# HDMI/DVI Eingang



## Kuppy (7. August 2010)

Hii,
ich suche eine Karte oder Ähnliches mit einem HDMI oder DVI Eingang.
Habe schon viel gesucht und auch einiges gefunden,
da wären die AVerTV Caputre HD, die Blackmagic Design Intensity Pro und noch so ein Teil von ASUS-TV, was aber von den Treibern her nicht funktioniert.
...und ja ich hab auch den und den Thread gesehen  


Also, ich brauche das ganze, da ich nun auf TripleHead/Surroundgaming umsteigen werde,
allerdings auch diese Vorzüge für Xbox 360 und PS3 nutzen will.

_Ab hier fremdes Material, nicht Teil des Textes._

PR #62, opened 2023-11-22
[WIP] add a canonicalizer before triton-to-linalg

yuanfz98:
This PR is WIP and aims to add a canonicalizer for triton-to-linalg. It decouples the mutation of ttir from triton-to-linalg. 
RemsiCanonicalizer will postpone expand_dims{axis=1} and provide valid input for PtrAnalysis, as the latter checks rank == 1:
```
void PtrAnalysis::visitOperandRem(
    arith::RemSIOp remOp, PtrState &state, const Location loc,
    ConversionPatternRewriter &rewriter,
    const llvm::SmallDenseMap<Value, PtrState> &knownPtrs) {
  assert(state.isEmpty());
  visitOperand(remOp.getLhs(), state, loc, rewriter, knownPtrs);
  assert(state.getRank() == 1 && !state.modulos.back().has_value() &&
         "No support for multiple modulos within an expression");
``` 
After RemsiCanonicalizer, %11 = arith.remsi %5, %cst_11 : tensor<8x1xi32> will be :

Daher würde ich gerne einen HDMI oder DVI Eingang an meinem PC haben
und darüber dann die Konsolen sehen würde.
Also ich brauch nicht die Funktion des Aufzeichens, ich will es nur Live auf den Monitoren sehen.


Ich glaube die beiden oben verlinkten Geräte eignen sich dazu
- Bestätigung dazu wäre noch nett 
Und gibt es da Verzögerungen?

Aber kennt ihr noch andere Geräte die so meine Ansprüche erfüllen würde?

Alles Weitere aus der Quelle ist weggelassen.